In the entries below, count every line that has the string "after", and answer with that count alone.

Dataset excerpts
/---

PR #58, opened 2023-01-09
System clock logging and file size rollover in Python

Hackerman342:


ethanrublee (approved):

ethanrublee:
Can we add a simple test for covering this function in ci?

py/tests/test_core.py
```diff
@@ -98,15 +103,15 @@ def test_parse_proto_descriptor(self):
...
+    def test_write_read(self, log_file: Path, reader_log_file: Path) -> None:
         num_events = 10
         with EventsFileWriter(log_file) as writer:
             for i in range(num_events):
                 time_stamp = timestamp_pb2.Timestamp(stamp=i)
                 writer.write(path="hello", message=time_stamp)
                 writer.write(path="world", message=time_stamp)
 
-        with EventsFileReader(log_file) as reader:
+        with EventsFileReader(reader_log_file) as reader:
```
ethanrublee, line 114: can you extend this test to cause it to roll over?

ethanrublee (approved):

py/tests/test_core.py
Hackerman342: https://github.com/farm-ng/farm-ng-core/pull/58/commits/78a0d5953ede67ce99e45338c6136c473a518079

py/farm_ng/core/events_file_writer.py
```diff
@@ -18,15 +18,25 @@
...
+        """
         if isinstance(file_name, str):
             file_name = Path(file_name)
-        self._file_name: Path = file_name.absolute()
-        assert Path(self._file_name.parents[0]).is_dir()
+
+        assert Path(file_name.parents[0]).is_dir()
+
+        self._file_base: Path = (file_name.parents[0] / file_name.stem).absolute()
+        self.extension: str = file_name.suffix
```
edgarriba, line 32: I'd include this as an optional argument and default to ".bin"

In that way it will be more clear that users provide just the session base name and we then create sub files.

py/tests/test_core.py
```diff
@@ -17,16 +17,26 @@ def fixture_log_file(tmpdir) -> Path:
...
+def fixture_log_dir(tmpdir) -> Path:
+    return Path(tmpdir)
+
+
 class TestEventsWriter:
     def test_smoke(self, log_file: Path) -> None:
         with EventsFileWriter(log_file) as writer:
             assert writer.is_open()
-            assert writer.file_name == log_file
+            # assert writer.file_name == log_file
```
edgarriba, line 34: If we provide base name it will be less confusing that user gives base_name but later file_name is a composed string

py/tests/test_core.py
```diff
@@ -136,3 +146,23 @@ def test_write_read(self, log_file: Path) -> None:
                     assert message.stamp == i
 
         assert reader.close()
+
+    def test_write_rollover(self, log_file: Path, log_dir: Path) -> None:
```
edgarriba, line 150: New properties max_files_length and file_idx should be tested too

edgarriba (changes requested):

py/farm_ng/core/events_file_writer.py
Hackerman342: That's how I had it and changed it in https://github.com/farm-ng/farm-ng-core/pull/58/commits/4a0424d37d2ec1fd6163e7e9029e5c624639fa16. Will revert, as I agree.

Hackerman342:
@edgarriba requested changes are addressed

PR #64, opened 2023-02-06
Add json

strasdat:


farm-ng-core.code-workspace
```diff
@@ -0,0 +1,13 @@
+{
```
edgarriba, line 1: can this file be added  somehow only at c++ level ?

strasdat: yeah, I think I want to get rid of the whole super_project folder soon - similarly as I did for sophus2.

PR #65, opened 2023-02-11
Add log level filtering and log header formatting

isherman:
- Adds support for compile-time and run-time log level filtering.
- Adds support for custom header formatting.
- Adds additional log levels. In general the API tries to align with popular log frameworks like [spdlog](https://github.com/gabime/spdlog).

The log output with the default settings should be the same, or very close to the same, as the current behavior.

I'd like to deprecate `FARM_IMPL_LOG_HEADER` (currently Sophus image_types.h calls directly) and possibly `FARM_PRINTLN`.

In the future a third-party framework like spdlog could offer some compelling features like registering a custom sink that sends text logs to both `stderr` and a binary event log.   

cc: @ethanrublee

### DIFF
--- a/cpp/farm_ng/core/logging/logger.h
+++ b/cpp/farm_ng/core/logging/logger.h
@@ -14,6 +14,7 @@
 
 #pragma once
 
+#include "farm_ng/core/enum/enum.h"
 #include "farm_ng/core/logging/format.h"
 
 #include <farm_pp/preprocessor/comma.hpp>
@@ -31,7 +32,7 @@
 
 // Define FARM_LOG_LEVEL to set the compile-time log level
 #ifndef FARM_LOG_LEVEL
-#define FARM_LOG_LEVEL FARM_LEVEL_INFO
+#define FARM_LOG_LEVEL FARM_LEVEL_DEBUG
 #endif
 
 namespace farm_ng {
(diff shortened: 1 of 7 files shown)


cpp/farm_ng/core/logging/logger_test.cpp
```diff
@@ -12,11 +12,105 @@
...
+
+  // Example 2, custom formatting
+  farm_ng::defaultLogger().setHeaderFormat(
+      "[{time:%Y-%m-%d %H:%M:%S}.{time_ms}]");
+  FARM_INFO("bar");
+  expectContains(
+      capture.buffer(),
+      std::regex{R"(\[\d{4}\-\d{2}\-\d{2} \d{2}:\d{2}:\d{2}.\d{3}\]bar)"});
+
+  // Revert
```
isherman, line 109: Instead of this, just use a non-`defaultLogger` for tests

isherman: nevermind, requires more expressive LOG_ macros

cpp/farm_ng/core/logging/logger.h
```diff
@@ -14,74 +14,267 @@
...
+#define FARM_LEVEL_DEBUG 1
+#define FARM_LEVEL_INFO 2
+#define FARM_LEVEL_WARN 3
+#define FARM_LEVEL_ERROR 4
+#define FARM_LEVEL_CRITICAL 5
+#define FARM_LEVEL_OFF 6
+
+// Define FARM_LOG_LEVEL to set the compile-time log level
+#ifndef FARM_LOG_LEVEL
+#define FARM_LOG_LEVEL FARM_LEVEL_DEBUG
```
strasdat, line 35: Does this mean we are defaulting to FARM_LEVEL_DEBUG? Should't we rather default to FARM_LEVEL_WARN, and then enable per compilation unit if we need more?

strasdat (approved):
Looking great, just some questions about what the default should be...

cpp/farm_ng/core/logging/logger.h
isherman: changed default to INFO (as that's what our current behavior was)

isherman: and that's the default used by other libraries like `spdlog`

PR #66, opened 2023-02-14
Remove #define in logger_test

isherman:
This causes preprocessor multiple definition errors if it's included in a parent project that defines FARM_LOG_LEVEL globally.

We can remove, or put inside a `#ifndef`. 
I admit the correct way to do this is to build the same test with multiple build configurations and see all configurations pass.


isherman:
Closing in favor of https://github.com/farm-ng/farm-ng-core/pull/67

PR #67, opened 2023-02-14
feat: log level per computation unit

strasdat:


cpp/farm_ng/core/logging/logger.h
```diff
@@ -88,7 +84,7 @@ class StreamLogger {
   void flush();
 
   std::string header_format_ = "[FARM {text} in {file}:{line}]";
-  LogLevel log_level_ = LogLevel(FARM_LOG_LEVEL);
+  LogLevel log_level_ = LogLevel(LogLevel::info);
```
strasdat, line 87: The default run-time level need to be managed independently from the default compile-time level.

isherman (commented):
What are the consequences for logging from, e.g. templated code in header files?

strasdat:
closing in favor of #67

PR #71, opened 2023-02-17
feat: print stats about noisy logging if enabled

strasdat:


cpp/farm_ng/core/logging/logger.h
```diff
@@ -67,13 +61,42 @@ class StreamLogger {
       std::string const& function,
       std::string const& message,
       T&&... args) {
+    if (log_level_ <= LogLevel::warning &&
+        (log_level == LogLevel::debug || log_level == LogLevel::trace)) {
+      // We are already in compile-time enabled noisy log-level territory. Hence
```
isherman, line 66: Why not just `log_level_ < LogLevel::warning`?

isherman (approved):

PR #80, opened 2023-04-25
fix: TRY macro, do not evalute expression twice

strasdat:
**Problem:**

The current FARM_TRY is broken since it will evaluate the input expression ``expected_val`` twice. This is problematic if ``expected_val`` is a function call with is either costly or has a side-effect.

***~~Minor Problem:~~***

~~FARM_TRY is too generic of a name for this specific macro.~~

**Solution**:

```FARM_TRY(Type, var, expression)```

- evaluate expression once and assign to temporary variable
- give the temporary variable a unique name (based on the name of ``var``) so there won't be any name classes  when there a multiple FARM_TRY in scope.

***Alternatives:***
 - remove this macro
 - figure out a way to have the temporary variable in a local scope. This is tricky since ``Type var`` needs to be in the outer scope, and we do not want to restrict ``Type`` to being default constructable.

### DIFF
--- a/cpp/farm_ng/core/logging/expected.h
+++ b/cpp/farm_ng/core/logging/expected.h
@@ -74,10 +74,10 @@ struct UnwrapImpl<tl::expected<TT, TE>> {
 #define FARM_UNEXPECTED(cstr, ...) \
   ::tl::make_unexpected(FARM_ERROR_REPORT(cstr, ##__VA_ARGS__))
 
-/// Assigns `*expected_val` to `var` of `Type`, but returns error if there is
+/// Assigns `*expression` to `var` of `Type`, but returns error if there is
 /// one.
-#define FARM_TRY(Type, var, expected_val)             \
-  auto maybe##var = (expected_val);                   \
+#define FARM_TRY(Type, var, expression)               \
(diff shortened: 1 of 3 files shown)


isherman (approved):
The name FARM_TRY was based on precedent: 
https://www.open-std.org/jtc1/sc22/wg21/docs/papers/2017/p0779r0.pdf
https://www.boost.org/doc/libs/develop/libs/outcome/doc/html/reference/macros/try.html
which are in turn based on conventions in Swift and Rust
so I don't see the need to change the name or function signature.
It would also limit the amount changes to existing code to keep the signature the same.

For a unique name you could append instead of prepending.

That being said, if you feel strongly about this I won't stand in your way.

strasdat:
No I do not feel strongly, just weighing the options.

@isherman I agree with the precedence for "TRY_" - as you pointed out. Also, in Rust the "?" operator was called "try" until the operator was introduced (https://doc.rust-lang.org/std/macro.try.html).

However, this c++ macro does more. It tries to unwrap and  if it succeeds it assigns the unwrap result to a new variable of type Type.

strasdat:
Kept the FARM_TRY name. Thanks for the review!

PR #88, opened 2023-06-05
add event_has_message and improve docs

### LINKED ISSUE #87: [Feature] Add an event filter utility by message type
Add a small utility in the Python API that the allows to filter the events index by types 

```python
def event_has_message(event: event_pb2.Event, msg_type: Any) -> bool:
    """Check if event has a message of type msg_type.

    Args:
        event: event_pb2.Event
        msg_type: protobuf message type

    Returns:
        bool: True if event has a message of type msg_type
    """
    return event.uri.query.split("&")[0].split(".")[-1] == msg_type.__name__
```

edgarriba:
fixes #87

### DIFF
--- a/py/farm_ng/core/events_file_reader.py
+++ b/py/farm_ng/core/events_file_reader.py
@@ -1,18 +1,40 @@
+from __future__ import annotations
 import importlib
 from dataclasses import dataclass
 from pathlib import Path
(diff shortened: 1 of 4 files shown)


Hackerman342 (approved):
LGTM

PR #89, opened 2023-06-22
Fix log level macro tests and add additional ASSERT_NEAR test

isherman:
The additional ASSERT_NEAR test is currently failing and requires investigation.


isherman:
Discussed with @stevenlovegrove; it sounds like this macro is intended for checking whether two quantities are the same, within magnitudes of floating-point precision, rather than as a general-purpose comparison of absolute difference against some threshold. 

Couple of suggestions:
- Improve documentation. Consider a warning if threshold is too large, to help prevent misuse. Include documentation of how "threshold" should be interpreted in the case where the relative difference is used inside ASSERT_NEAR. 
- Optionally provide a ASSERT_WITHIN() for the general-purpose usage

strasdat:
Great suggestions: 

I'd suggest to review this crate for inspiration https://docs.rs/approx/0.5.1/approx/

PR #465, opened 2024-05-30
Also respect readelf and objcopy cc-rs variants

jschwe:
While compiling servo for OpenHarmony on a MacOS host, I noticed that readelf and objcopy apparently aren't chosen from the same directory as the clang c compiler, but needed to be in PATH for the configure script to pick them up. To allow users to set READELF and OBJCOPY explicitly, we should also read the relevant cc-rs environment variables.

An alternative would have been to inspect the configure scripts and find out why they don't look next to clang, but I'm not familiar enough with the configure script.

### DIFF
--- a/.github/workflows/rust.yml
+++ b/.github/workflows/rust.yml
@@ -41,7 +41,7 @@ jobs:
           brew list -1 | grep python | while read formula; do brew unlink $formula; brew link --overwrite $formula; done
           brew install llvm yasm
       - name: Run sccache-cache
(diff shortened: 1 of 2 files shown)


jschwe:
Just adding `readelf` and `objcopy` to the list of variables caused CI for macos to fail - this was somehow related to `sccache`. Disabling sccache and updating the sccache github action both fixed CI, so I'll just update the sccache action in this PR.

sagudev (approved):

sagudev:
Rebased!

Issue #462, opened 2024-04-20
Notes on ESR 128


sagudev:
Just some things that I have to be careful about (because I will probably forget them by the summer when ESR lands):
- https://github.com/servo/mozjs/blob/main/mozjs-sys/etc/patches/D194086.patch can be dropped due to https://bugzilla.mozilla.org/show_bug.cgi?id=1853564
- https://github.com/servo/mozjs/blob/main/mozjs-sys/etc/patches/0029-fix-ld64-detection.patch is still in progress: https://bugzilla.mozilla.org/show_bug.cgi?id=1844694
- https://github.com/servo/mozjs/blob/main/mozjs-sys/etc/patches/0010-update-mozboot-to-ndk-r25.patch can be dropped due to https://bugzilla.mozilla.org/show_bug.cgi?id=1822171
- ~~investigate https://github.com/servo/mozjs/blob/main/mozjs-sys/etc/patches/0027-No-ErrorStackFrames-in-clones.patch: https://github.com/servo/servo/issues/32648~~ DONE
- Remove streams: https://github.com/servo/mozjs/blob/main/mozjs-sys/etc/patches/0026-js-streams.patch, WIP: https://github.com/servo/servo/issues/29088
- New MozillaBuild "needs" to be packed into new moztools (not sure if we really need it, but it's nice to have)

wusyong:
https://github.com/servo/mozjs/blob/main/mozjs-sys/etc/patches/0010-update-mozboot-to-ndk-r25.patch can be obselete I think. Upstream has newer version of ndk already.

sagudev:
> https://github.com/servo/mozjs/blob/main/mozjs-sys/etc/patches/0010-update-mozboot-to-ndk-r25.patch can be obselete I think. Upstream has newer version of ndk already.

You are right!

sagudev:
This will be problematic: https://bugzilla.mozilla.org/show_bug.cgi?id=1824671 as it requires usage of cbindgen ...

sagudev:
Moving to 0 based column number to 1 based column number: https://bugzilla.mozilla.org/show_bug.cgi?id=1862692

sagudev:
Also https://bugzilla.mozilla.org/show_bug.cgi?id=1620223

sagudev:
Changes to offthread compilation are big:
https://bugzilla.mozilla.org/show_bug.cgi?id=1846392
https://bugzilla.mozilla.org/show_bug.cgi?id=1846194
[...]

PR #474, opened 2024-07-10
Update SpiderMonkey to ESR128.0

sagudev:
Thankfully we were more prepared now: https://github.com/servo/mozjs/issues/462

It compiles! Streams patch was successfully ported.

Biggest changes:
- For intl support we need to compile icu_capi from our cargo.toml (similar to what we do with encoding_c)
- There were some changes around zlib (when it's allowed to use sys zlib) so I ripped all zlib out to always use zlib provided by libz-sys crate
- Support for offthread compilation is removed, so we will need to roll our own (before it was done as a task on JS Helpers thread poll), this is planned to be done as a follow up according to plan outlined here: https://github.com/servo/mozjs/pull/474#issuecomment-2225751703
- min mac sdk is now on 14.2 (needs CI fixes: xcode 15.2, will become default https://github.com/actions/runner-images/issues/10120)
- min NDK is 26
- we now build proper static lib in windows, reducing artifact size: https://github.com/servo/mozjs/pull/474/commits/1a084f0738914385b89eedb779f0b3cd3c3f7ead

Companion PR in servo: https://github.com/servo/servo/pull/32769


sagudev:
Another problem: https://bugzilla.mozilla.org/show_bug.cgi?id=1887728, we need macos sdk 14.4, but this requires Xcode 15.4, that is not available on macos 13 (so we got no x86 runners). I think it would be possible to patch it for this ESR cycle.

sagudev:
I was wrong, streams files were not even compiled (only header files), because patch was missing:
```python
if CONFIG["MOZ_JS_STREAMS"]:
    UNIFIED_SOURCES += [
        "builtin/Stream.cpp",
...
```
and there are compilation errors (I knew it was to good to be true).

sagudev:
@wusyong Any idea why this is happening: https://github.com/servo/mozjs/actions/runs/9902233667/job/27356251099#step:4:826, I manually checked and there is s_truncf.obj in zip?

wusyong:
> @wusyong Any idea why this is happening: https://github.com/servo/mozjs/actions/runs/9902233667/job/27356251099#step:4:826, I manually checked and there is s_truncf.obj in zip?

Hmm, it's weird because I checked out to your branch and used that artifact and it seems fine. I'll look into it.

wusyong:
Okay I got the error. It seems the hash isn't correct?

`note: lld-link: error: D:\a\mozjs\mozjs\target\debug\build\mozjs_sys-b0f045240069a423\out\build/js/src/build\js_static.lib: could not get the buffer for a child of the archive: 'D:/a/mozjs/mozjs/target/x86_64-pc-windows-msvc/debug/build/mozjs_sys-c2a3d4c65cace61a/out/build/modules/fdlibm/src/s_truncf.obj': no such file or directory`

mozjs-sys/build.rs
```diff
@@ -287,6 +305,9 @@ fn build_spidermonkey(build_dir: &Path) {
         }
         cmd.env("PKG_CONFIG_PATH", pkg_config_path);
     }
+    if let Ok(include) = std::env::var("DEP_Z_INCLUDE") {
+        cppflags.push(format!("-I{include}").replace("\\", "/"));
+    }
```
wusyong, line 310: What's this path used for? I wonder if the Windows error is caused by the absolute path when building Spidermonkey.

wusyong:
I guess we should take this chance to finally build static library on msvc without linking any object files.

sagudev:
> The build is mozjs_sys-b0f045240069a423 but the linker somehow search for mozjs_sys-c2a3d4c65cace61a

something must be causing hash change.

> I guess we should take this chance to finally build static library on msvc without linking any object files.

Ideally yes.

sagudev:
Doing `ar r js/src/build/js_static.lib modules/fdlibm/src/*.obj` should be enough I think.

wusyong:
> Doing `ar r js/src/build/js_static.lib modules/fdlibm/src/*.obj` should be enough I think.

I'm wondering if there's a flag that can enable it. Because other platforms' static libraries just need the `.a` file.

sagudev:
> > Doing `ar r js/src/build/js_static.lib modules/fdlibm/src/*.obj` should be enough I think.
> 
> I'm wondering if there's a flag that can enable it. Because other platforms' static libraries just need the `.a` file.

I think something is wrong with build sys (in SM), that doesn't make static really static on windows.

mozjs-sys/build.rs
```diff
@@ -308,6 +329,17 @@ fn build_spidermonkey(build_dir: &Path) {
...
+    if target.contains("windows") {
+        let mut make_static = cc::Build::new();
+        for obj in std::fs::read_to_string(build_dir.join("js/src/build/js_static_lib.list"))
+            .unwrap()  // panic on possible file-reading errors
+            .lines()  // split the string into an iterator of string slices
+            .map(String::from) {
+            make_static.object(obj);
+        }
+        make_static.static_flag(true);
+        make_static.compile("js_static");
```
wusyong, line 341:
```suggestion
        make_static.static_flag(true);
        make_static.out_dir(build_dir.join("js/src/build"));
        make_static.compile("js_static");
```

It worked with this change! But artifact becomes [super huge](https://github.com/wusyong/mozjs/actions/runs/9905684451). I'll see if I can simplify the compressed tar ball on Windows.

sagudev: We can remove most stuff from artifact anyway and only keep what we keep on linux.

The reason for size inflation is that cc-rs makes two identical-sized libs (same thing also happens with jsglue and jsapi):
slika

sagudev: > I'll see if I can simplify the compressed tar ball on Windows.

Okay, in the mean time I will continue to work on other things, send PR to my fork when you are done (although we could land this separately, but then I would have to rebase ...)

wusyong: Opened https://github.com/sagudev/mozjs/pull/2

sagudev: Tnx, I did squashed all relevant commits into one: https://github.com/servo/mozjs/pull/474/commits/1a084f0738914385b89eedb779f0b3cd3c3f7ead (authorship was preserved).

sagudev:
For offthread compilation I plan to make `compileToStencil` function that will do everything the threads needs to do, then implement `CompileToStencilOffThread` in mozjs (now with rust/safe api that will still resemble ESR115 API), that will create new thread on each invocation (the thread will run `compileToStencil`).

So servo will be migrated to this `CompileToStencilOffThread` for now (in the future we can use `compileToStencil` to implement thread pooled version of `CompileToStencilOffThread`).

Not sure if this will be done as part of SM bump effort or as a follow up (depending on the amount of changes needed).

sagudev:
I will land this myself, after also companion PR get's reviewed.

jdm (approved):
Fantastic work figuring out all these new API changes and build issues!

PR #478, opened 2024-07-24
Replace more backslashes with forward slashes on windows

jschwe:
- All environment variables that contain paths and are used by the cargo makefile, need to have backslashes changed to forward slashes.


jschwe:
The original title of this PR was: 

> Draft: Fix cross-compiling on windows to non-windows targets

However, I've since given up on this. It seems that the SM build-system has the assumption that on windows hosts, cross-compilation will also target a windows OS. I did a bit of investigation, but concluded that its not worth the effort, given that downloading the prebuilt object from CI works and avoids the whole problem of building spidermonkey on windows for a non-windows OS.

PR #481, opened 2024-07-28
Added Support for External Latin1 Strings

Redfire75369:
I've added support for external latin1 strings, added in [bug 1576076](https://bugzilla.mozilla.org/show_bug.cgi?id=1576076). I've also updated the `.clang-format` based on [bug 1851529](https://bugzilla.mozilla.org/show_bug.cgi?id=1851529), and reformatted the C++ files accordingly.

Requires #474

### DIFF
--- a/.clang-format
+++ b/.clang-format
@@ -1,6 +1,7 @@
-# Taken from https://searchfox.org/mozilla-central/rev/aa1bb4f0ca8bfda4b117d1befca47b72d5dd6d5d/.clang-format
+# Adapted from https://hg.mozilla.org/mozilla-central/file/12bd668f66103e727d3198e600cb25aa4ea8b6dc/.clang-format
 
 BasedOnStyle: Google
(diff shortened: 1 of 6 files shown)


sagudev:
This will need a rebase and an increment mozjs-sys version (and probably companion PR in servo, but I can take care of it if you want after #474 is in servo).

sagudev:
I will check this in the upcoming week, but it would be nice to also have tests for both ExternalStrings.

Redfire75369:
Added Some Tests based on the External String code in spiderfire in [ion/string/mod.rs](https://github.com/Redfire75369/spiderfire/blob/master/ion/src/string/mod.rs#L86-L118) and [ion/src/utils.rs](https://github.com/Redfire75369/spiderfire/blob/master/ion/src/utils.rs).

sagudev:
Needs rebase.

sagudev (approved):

\---

### Result of this task:
2